Tenosynovial giant cell tumors (TGCT), also known as Pigmented Villonodular Synovitis (PVNS), is a rare disease that arises from the synovium, bursae, and tendon sheaths of young adults between 20 and 40 years of age. Origination and history of trauma remain controversial. TGCT is classified as a localized type or diffuse type according to the extent of synovial involvement and the location. The diffuse type (D-TGCT) usually affects larger joints, is often intra-articular, infiltrative, affecting the entire synovium, and has more aggressive behavior.
The treatment for Tenosynovial Giant Cell Tumors (TSGCTs) majorly includes surgery, which is the main treatment option, but the tumor generally recurs, particularly in pigmented villonodular synovitis, which is the diffuse-type of giant cell tumor.
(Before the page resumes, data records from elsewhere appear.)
PR #3934, opened 2026-09-10
Hide inactive and hidden providers from the model selector

eachann1024:
## Summary
- Filter `ModelSelectModal` so inactive connections and `AI_PROVIDERS.hidden` entries do not appear in the picker or group list.

## Change graph
PR split overview

```mermaid
flowchart LR
  picker[ModelSelectModal] --> active[keep isActive connections]
  picker --> hidden[drop AI_PROVIDERS.hidden]
```

## Test plan
- [x] `node tests/unit/model-selector-active-providers.check.mjs`
- [ ] Open a combo or adapter model picker and confirm disabled/hidden providers are gone.


eachann1024:
Closing at the author's request.

PR #3936, opened 2026-09-10
fix(claude): repair trailing assistant prefill instead of dropping it (#2302)

anhtran-ai:
## Problem

Vertex-backed Claude routes reject any conversation whose last message is an assistant turn:

```
400 invalid_request_error
"This model does not support assistant message prefill.
 The conversation must end with a user message."
```

Reported in #2302. Agentic clients (Claude Code, Cowork) legitimately produce that shape when resuming a turn, so the request should be repaired rather than passed through to a guaranteed 400.

## Why not just strip the trailing assistant turn

Popping trailing assistant messages does restore the invariant, and #2321 takes that approach as part of a larger multi-fix PR. It is lossy in three cases:

| Trailing content | Unconditional pop | This PR |
|---|---|---|
| Unresolved `tool_use` | pairing lost → next request structurally invalid | closed with matching `is_error` `tool_result` |
| Signed `thinking` | provider-owned history destroyed | kept, user boundary appended |
| `redacted_thinking` | opaque blob unrecoverable | kept, user boundary appended |
| `server_tool_use` | dropped | kept, user boundary appended |
| text-only | dropped | kept, user boundary appended |
| empty / unsigned thinking | dropped | dropped (nothing recoverable) |

The `tool_use` case is the practically important one: dropping an assistant turn that contains an unresolved `tool_use` leaves a dangling call with no result, which is itself rejected on the next request.

Unsigned `thinking` is deliberately **not** preserved — Anthropic rejects it and the existing cleanup passes already discard it, so keeping it would reintroduce a different 400.

## Change

Adds `open-sse/translator/concerns/assistantPrefillPolicy.js`, applied on the Antigravity request path where the rejection was reported. The policy is a pure function over the request body and is a no-op for conversations that already end with a user turn.

## Testing

13 new unit tests in `tests/unit/assistant-prefill-policy.test.js` cover every branch, multi-tool pairing, string-form content, malformed bodies, and the invariant that output always ends with a user turn.

Full suite before and after this change on `master` @ `eb712ca8`: **36 failing tests in both runs** — no regression. Passing count goes 1247 → 1260 (+13, this PR's tests). The pre-existing failures are unrelated (missing optional deps such as `crypto` mocks in `xai-oauth-service`).

## Relationship to #2321

#2321 is an open multi-fix PR that includes a trailing-assistant strip for the same issue alongside Kiro model-id, TTS chunking, Gemini schema, and MITM changes. This PR is scoped to only the prefill contract and preserves the tool/reasoning cases described above. If maintainers prefer #2321's broader batch, the policy here can be applied on top of it — the two touch the same function and would conflict textually, but the intent is complementary.

## Provenance

Extracted from a downstream deployment where this policy has been running in production against Claude and Codex traffic. Verified there with direct probes and end-to-end gateway traffic: `invalid_stream=0`, and the prefill rejection no longer reaches clients.


anhtran-ai:
Pushed a follow-up commit to this branch: `61428678`.

Live verification against a Claude account exposed an edge case the original commit still failed. The policy inspected `messages.at(-1)` exactly once, so dropping a contentless trailing assistant could expose *another* assistant turn underneath it, and the request still reached Anthropic ending in an assistant message:

```
400 invalid_request_error
This model does not support assistant message prefill.
```

Consecutive assistant turns do reach this pass in practice — an interrupted turn followed by an empty one. A second failure mode: a body whose only turn was a contentless assistant became `messages: []`, which the caller then dereferences.

The fix re-checks the invariant after every drop instead of once, and leaves a minimal user turn when the whole conversation was contentless prefill (an empty array is itself a 400, "at least 1 message").

Six regression tests added, all exercising the policy directly:
- 4 parameterized stacked-drop cases (empty content array, empty text block, whitespace-only text, missing `content`)
- an interrupted `tool_use` exposed by dropping an empty assistant above it — still gets its paired error `tool_result`
- the never-leave-`messages`-empty case

Evidence: the 6 new tests fail on `5793cec5` and pass on `61428678` (`tests/unit/assistant-prefill-policy.test.js`, 19/19). Broader run of `translator` + this file, before vs after: same 16 pre-existing failures, passing count 382 → 388. No regression introduced.

PR #3648, opened 2026-08-31
feat(codebuddy-cn): refresh model catalog — add hy4-preview/hy3/glm-5.3/kimi-k3, drop EOL glm-5.0/glm-4.7

zmf963:
## Problem

The codebuddy-cn model catalog is stale against the live gateway (verified 2026-08-30):

**Dead models still advertised** — `glm-5.0` and `glm-4.7` answer `11102 service info not found` on every request. They show up in `/v1/models` and silently consume combo fallback slots.

**Missing models** — the gateway has shipped a new generation that 9router can't route:

| Model | Status | Notes |
|---|---|---|
| `hy4-preview` | live | Tencent's new flagship, 770B MoE, **1M context**, released 2026-08-28 |
| `hy4-preview-x` | live | paid twin of hy4-preview (see below) |
| `hy3` | live | Hy3 GA (preview graduated 2026-07-06) |
| `hy3-x` | live | paid twin of hy3 |
| `glm-5.3` | live | GLM-5.3, 1M context |
| `glm-5.3-flash` | live | GLM-5.3 flash tier |
| `kimi-k3-1` | live | canonical id per the client's server-delivered table (bare `kimi-k3` currently resolves but the client sends `-1`) |

**The `-x` suffix convention:** the official client's server-delivered model table (extracted from CodeBuddy IDE v4.11.2 logs) lists pairs like `hy4-preview` + `hy4-preview-x` with identical display names — the `-x` id bills credits directly while the plain id rides the limited-time free quota (hy3 free until 2026-08-31, hy4-preview until 2026-09-10). Routing both lets users pick free-vs-paid explicitly instead of silently burning promo quota.

## Change

**`open-sse/providers/registry/codebuddy-cn.js`**
- Add `hy3`, `hy3-x`, `hy4-preview`, `hy4-preview-x`, `glm-5.3`, `glm-5.3-flash`, `kimi-k3-1`
- Remove `glm-5.0`, `glm-4.7` (EOL, 11102)

**`open-sse/providers/capabilities.js`**
- Matching `PROVIDER_CAPABILITIES["codebuddy-cn"]` entries: `hy4-preview*` 1M context (official release notes), `glm-5.3` 1M, `glm-5.3-flash` conservative 200K (window unverified), `hy3` family 192K (matches existing `hy3-preview`), `kimi-k3-1` 256K

**`open-sse/providers/thinkingLevels.js`**
[...]

PR #3940, opened 2026-09-10
feat(codebuddy-cn): replace deepseek-v4-flash with deepseek-v4.1-flash

zmf963:
## What

Replace `deepseek-v4-flash` with `deepseek-v4.1-flash` in the codebuddy-cn provider:

- `open-sse/providers/registry/codebuddy-cn.js` — models[] entry swapped; drop log extended
- `open-sse/providers/capabilities.js` — per-model capability entry swapped

`deepseek-v4.1-flash` shows up in the gateway's product-config payload (the config the
IDE plugin fetches from copilot.tencent.com) while `deepseek-v4-flash` is gone from it —
same pattern as the previous catalog refreshes (#3648, #3802): the published list is the
contract, so the old id is removed even though its endpoint still answers.

## Server table values (product-config snapshot)

| field | value |
|---|---|
| maxInputTokens (contextWindow) | 1000000 |
| maxOutputTokens (maxOutput) | **128000** (up from 50000 on v4-flash) |
| supportsImages | true |
| reasoning.canDisableThinking | true |
| reasoning.supportedEfforts | low, high, xhigh |

## No changes needed elsewhere

- `thinkingLevels.js` — the existing `deepseek-v4*` pattern already matches the new id and
  publishes the same `low/high/xhigh` set the server declares for v4.1-flash.
- `pricing.js` — no per-model entry for the flash tier; the `deepseek-v*` glob fallback
  yields the same rates the old id resolved to.
- `alias-baseline.json` — modelKeys record provider-level keys only, unaffected.

## Verification

- Live endpoint probe (`stream:true`): `deepseek-v4.1-flash` → HTTP 200, model echoed back
  in the SSE deltas; `deepseek-v4-pro` (control) → 200. The retired `deepseek-v4-flash`
  also still returns 200 — removed per the published list, as with previous EOL drops.
- Runtime resolution on this branch:
  - `getCapabilitiesForModel('codebuddy-cn','deepseek-v4.1-flash')` → contextWindow 1000000,
    maxOutput 128000, thinkingCanDisable true
  - `getThinkingLevels(...)` → `["low","high","xhigh"]` (matches server supportedEfforts)
  - `getPricingForModel(...)` → flash-tier rates via the `deepseek-v*` fallback
- Cross-check scripts against the server snapshot: 0 field mismatches for all models
  published by the server; `deepseek-v4.1-flash` OK on every field.
- `npx vitest run tests/unit/zed-usage.test.js` fails identically with and without this
  change (`Cannot find package 'open-sse/providers/registry/index.js'` — pre-existing
  vitest alias issue in this checkout, unrelated to the diff).


decolua:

If it remains untreated or if the tumor continually recurs, these tumors can result in damage and degeneration of the affected joint and surrounding tissues or structures. Sometimes, they can cause significant disability. After surgical methods, systemic therapy in the context of a nonlethal tumor can be employed to reduce surgical morbidity and to preserve function and patients' quality of life. Because TGCT is associated with characteristic cytogenetic abnormalities resulting in the overexpression of CSF1, systemic therapies targeting the CSF1/CSF1R axis like imatinib, nilotinib, and others have been tested in patients with locally advanced or relapsed DTGCT.
The treatment of TSGCTs mainly follows a mainstay treatment, i.e., surgery followed by other alternatives, such as Radiation Therapy, Radiosynovectomy, and Systemic Therapies (CSF1 inhibitors and Tyrosine Kinase Inhibitors).
This segment gives a through detail of market trend of each late-stage pipeline therapy by evaluating their impact based on annual cost of therapy, inclusion and exclusion criteria's, mechanism of action, compliance rate, growing need of the market, increasing patient pool, covered patient segment, expected launch year, competition with other therapies, brand value, their impact on the market and view of the key opinion leaders. The calculated market data are presented with relevant tables and graphs to give a clear view of the market at first sight.
According to DelveInsight, the market of Tenosynovial Giant Cell Tumors (TSGCTs) in the 7MM is expected to change from 2019-2028.
This section focusses on the rate of uptake of the potential drugs recently launched in the market or will get launched in the market during the study period from 2017-2028. The analysis covers market uptake by drugs; patient uptake by therapies and sales of each drug.
This helps in understanding the drugs with the most rapid uptake, reasons behind the maximal use of new drugs and allows the comparison of the drugs on the basis of market share and size which again will be useful in investigating factors important in market uptake and in making financial and regulatory decisions.
Expected launch of therapies for Tenosynovial Giant Cell Tumors (TSGCTs) such as Cabiralizumab (Five Prime Therapeutics), Nilotinib (Novartis), and other targeted therapies in the forecast period [2019-2028] will also create a positive impact on the Tenosynovial Giant Cell Tumors (TSGCTs) market.